The task - Produce as output only the lines below starting at the line with "The register-time path" and continuing through the line with "re-log ERROR |", each one exactly as written.

(Saved data entries)
################
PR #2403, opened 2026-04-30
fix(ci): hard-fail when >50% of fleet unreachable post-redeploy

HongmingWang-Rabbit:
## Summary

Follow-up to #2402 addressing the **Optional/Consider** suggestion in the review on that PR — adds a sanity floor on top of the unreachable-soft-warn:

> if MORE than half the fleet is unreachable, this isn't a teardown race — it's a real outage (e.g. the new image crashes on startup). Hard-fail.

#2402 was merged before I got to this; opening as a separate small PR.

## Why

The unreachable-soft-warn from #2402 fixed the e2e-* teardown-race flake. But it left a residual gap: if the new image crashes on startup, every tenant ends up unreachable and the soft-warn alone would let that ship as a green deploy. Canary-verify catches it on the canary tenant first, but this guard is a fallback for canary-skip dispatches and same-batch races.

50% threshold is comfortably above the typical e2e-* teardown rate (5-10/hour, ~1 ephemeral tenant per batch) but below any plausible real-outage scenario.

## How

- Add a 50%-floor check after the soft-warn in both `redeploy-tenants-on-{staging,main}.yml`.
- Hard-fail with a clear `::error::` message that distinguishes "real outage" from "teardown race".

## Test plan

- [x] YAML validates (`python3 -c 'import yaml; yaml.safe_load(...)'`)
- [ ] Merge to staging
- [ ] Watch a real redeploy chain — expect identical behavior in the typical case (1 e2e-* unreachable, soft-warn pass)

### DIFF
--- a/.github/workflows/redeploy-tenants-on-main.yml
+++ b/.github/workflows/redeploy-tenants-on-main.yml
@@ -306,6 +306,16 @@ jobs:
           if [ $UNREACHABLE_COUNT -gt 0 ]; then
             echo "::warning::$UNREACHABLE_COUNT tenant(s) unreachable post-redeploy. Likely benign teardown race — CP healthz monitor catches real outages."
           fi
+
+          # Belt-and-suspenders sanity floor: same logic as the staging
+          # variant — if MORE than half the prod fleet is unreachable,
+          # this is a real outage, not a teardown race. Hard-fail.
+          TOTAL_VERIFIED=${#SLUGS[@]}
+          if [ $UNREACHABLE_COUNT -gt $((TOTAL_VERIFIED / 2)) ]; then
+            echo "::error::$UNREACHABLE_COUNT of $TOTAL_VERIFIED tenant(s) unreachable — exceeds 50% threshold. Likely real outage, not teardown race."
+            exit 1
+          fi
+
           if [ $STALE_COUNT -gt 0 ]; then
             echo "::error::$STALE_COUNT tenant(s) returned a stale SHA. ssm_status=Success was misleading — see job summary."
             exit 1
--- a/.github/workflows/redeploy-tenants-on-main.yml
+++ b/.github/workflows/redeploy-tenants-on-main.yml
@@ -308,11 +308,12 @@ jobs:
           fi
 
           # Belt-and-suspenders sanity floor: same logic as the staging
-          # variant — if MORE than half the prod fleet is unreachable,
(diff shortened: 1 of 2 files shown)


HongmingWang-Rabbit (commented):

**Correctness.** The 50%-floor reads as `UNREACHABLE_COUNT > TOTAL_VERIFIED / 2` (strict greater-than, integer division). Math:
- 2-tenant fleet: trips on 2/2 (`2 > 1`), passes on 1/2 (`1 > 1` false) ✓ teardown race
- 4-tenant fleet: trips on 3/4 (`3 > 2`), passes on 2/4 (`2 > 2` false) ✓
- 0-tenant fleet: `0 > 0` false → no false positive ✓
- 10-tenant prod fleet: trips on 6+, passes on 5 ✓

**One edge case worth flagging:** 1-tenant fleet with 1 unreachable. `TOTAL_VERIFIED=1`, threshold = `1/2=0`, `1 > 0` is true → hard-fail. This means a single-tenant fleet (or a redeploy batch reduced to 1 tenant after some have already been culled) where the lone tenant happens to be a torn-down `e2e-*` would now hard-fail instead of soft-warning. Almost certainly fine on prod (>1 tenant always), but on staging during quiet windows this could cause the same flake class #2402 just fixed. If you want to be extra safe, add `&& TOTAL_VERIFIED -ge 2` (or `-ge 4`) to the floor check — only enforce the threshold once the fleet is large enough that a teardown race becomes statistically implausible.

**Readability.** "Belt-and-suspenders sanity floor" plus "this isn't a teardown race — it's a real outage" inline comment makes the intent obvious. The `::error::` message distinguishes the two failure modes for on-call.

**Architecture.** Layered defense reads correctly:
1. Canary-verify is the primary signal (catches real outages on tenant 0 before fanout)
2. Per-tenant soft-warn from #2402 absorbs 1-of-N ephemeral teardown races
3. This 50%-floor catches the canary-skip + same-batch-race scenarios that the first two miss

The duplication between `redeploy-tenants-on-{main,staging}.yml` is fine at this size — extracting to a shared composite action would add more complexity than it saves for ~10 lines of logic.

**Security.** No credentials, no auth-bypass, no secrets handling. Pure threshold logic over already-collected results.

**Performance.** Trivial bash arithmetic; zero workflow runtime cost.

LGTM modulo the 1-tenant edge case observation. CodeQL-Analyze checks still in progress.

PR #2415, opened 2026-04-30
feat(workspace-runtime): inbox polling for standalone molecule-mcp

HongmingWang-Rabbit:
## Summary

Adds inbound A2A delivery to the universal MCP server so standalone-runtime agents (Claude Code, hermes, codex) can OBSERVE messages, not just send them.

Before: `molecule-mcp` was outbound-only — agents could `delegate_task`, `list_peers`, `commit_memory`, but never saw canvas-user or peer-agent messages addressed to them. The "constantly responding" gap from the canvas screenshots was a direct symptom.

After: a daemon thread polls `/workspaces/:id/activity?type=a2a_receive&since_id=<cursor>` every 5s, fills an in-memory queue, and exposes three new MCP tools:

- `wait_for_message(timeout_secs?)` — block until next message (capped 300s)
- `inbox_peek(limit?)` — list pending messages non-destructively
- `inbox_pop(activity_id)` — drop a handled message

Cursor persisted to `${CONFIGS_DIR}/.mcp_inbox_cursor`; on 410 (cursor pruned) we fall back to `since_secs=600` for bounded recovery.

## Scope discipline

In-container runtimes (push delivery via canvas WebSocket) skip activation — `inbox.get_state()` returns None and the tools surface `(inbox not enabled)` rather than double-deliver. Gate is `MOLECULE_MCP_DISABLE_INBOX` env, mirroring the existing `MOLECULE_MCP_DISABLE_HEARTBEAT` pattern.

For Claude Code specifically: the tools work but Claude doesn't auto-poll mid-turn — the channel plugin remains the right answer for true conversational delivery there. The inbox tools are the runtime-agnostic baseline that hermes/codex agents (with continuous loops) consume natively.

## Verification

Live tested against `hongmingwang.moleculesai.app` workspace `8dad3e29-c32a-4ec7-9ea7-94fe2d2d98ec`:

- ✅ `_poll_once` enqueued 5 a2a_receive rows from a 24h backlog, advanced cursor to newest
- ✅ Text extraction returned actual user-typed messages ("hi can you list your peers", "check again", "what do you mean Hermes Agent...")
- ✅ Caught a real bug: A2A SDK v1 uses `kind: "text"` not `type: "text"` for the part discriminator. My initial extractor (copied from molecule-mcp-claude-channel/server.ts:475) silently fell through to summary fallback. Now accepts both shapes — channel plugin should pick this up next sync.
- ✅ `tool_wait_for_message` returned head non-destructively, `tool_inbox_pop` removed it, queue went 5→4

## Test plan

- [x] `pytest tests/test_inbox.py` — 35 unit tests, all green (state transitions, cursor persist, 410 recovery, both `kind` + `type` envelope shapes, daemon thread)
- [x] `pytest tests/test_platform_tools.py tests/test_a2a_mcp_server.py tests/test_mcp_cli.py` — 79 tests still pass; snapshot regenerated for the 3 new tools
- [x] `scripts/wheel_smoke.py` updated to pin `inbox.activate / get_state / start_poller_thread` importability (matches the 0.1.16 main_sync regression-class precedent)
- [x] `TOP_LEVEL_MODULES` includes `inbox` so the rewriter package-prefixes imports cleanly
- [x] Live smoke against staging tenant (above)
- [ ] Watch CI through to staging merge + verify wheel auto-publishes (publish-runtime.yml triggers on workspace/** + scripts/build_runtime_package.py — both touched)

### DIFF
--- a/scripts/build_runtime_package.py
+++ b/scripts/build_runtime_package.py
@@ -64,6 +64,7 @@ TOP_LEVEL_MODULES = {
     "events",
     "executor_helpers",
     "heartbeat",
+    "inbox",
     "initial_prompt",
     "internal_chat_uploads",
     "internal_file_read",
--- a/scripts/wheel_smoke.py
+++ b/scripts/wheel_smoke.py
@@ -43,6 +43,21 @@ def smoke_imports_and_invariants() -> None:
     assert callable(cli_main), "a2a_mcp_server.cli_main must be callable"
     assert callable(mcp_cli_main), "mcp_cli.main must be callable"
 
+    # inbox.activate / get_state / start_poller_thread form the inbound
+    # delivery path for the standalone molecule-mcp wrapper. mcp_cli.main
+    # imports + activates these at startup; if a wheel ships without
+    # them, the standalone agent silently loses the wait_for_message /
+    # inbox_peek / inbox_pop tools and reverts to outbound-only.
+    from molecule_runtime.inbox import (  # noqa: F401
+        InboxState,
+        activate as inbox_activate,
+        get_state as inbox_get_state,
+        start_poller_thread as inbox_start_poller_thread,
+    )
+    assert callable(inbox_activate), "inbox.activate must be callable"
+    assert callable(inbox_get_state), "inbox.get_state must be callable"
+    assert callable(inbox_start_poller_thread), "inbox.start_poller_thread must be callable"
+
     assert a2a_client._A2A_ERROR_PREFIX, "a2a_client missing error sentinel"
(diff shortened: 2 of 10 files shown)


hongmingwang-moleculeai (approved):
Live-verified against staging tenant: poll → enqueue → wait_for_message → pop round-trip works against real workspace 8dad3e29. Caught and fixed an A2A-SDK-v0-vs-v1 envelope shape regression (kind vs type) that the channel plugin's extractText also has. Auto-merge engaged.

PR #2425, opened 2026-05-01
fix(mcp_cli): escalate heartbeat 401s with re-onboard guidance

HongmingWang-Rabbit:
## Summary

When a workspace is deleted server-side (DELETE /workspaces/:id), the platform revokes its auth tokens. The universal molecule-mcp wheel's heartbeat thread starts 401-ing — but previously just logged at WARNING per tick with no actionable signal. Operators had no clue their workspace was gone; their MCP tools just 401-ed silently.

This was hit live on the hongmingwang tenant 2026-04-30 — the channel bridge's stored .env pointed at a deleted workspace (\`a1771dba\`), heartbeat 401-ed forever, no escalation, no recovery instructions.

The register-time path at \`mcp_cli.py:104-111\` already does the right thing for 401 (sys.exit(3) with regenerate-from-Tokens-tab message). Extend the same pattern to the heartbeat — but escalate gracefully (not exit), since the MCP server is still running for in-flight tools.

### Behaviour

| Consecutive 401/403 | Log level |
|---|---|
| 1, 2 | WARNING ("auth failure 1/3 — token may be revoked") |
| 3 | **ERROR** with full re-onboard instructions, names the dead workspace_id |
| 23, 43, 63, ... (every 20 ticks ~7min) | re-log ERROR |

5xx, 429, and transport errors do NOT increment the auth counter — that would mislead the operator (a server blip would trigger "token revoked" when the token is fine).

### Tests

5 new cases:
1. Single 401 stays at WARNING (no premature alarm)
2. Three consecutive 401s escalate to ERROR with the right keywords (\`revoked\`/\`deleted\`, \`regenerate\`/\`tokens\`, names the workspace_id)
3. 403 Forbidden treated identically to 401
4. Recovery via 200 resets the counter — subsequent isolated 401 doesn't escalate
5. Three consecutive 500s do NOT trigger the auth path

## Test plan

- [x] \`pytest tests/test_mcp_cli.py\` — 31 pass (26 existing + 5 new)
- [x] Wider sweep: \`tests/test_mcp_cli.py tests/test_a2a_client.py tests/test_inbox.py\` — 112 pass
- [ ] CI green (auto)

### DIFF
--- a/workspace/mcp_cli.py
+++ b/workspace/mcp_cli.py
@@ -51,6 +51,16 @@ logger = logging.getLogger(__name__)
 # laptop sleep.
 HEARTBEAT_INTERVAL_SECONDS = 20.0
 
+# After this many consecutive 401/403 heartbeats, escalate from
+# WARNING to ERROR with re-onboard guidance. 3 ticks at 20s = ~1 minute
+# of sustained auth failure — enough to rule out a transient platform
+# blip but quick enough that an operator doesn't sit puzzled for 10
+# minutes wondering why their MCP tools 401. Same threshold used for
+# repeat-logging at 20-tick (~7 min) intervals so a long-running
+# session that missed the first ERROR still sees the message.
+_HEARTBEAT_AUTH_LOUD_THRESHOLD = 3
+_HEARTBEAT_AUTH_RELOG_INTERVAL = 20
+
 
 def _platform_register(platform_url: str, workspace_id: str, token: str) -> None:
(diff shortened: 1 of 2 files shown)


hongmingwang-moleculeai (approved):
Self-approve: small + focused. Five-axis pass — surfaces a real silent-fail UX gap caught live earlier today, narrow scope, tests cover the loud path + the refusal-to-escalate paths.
################
Response box -
The register-time path at \`mcp_cli.py:104-111\` already does the right thing for 401 (sys.exit(3) with regenerate-from-Tokens-tab message). Extend the same pattern to the heartbeat — but escalate gracefully (not exit), since the MCP server is still running for in-flight tools.

### Behaviour

| Consecutive 401/403 | Log level |
|---|---|
| 1, 2 | WARNING ("auth failure 1/3 — token may be revoked") |
| 3 | **ERROR** with full re-onboard instructions, names the dead workspace_id |
| 23, 43, 63, ... (every 20 ticks ~7min) | re-log ERROR |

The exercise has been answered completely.